Issue #86, opened 2020-10-20
"Thing description" for Directory should be a "Thing Model"


mmccool:
The TD defined for a Directory service should really be a Thing Model.  We should also "template" the "base" parameter (or omit it, and say it needs to be added when the Thing Model is instantiated).

Since we are talking about a class of things, we should have a Thing Model.  However, the definition of Thing Model needs to be updated to allow specifying security scheme templates, form templates (including URL templates giving https), etc.

farshidtz:
Is that the [WoT Binding Template](https://w3c.github.io/wot-binding-templates/)?
When I search for WoT Thing Model, I only find content referring to https://www.w3.org/Submission/wot-model/

mmccool:
Thing Models used to be called "Thing Description Templates" which were basically Thing Descriptions that omitted instance-specific information.  But the TD 1.1 spec is attempting to make this a little clearer and allow URL templates (for instance) rather than just omitting hrefs.  I think all was need to do is use the following:

  "base": "https://{DIRECTORY}"

or the like.  I'd rather use a template like this rather than omitting the base so it's clear that it needs to be filled in.

egekorkan:
@farshidtz there is work going on here: https://w3c.github.io/wot-thing-description/#thing-model

@mmccool: I completely agree :)

farshidtz:
@egekorkan thanks for the link.
@mmccool it is clear now. But I think it needs more changes to become a Thing Model:

1. `base` must be replaced with placeholder, as @mmccool mentioned.

https://github.com/w3c/wot-discovery/blob/fad66ff0ff46ba72ac73420f65d8ff792103ec45/directory.td.json#L51

2. `@type` must be ThingModel
> Thing Model definitions MUST use the keyword @type at top level and a value of type string or array that equals or respectively contains ThingModel

https://github.com/w3c/wot-discovery/blob/fad66ff0ff46ba72ac73420f65d8ff792103ec45/directory.td.json#L3

3. `securityDefinitions` should be completely omitted? We don't know what schemes the instances will use.

https://github.com/w3c/wot-discovery/blob/fad66ff0ff46ba72ac73420f65d8ff792103ec45/directory.td.json#L8-L49

---

My suggestion is to keep the Thing Description as is: [An example TD](https://w3c.github.io/wot-discovery/#directory-thing-description).

relu91:
[...]

PR #253, opened 2022-01-03
Add Thing Model

farshidtz:
This PR adds a Thing Model for the directory and replaced the references to point to the API Spec section instead of the TD.

The TD instance is now changed to an example.

This is related to #86 but doesn't fully resolve it as there are still open issues:
- forms: should forms be omitted? The figure [here](https://w3c.github.io/wot-thing-description/#thing-model-concept) says "No protocol or protocol template", so the `href` part is definitely not allowed. It makes little sense to keep a form that lacks `href` since that is also the form's identifier. Maybe the figure in TD spec is out of date. I think this TM should include the forms, because in our case, the forms are normative and identical across instances.
- required interaction affordances (IA): some IAs have multiple forms, some of them optional

***
<a href="https://pr-preview.s3.amazonaws.com/farshidtz/wot-discovery/pull/253.html" title="Last updated on Jan 17, 2022, 2:56 PM UTC (cfc65fd)">Preview</a> | <a href="https://pr-preview.s3.amazonaws.com/w3c/wot-discovery/253/c46ebf7...farshidtz:cfc65fd.html" title="Last updated on Jan 17, 2022, 2:56 PM UTC (cfc65fd)">Diff</a>


egekorkan:
forms are not mandatory but can be used. Ideally, it should not be possible to make a request to a Thing just with a TM. You can template the forms or omit the base so that all URIs are relative. However, you are right, the figure at TD should not say "no protocol template"

farshidtz:
Thanks @egekorkan for the clarification. I've added the forms, without `scopes`.

Regarding the required items, how can we handle the following:
```json
"properties": {
    "things": {
        "description": "Retrieve all Thing Descriptions",
        "uriVariables": {
            "offset": {
                "title": "Number of TDs to skip before the page",
                "type": "number",
                "default": 0
            },
            "limit": {
                "title": "Number of TDs in a page",
                "type": "number"
            },
            "format": {
                "title": "Payload format",
                "type": "string",
                "enum": [
                    "array",
                    "collection"
                ],
                "default": "array"
            },
            "sort_by": {
                "title": "Comparator TD attribute for collection sorting",
                "type": "string",
                "default": "id"
            },
            "sort_order": {
                "title": "Sorting order",
                "type": "string",
                "enum": [
                    "asc",
                    "desc"
                ],
                "default": "asc"
            }
        },
        "forms": [
            {
                "href": "/things",
                "htv:methodName": "GET",
                "response": {
                    "htv:statusCodeValue": 200,
                    "contentType": "application/ld+json"
                }
            },
            {
                "href": "/things{?offset,limit,sort_by,sort_order}",
                "htv:methodName": "GET",
                "response": {
                    "htv:statusCodeValue": 200,
                    "contentType": "application/ld+json",
                    "htv:headers": [
                        {
                            "htv:fieldName": "Link"
                        }
                    ]
                },
                "additionalResponses": [
                    {
                        "description": "Invalid query arguments",
                        "contentType": "application/problem+json",
                        "htv:statusCodeValue": 400
                    }
                ]
            }
        ]
    }
},
```
There are two forms for the `things` property. Only the first one is mandatory.

I can think of the following:
```json
"tm:required": [
        "#/properties/things/forms/0"
],
```

(This is a very complicated way of defining what is required. Why not simply allow setting `"tm:required": true` inside the definition itself, like in OpenAPI?)

egekorkan:
Your solution is indeed correct but results in this complicated notation. Your alternative solution can be also possible in the future. I think that the reasoning behind the current solution was to allow something like `minimum` of a DataSchema to be required, which is not an object and cannot contain `tm:required : true`

farshidtz:
From the Discovery meeting: Give more time to review.

farshidtz:
The following assertion in TD spec is too strict. THe derived TD can use a type which is of Thing subtype.
> The tm:ThingModel value of the top-level @type MUST to be replaced by the value Thing in the Partial TD instance.
> https://w3c.github.io/wot-thing-description/#thing-model-td-generation

egekorkan:
@farshidtz could you explain what you mean by:

> THe derived TD can use a type which is of Thing subtype.

farshidtz:
> @farshidtz could you explain what you mean by:
> 
> > THe derived TD can use a type which is of Thing subtype.

@AndreaCimminoArriaga can explain better as it was suggested by him.

Our concern is that the assertion requires replacing `tm:ThingModel` type to `Thing` and nothing else. 

- What if the type is meant to be a `discovery:ThingDirectory` (see the [ontology](https://w3c.github.io/wot-discovery/#exploration-mech)) or [`saref:TemperatureSensor`](https://w3c.github.io/wot-thing-description/#saref-state-annotation-example)? Those custom types can be subclasses of a `Thing` as defined in their ontologies without the need to explicitly have a `Thing` type set in the TD itself.
- What if type is an array which may already include the instance type? The type of TM being added by this PR:
```json
    "@type": [
        "tm:ThingModel",
        "ThingDirectory"
    ],
```

egekorkan:
I understand now. I think the assertion in the TD spec should be changed to simply removing ` "tm:ThingModel"` from the value(s) of `@type`. Would this be acceptable?

farshidtz:
> I think the assertion in the TD spec should be changed to simply removing ` "tm:ThingModel"` from the value(s) of `@type`. Would this be acceptable?

Yes, I think that would work.

AndreaCimminoArriaga:
Sorry for the late response, I think @farshidtz explained it perfectly and the solution proposed by @egekorkan will do the work

farshidtz:
I've flattened the API spec chapter to only include the TM. I removed the example TD because it was making the spec very long and it was very hard to maintain and keep it consistent with the TM. 

Future forward-incompatible modifications to the TM should increment the version number to ensure validity of example TD. 

The TD has been moved to `implementation/example-directory-oauth2.td.json`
------
PROBLEM DETAILS
Restate verbatim the first line above and all lines after it through the line containing "The TD defined"; omit the rest.

FINISHED TASK
Issue #86, opened 2020-10-20
"Thing description" for Directory should be a "Thing Model"


mmccool:
The TD defined for a Directory service should really be a Thing Model.  We should also "template" the "base" parameter (or omit it, and say it needs to be added when the Thing Model is instantiated).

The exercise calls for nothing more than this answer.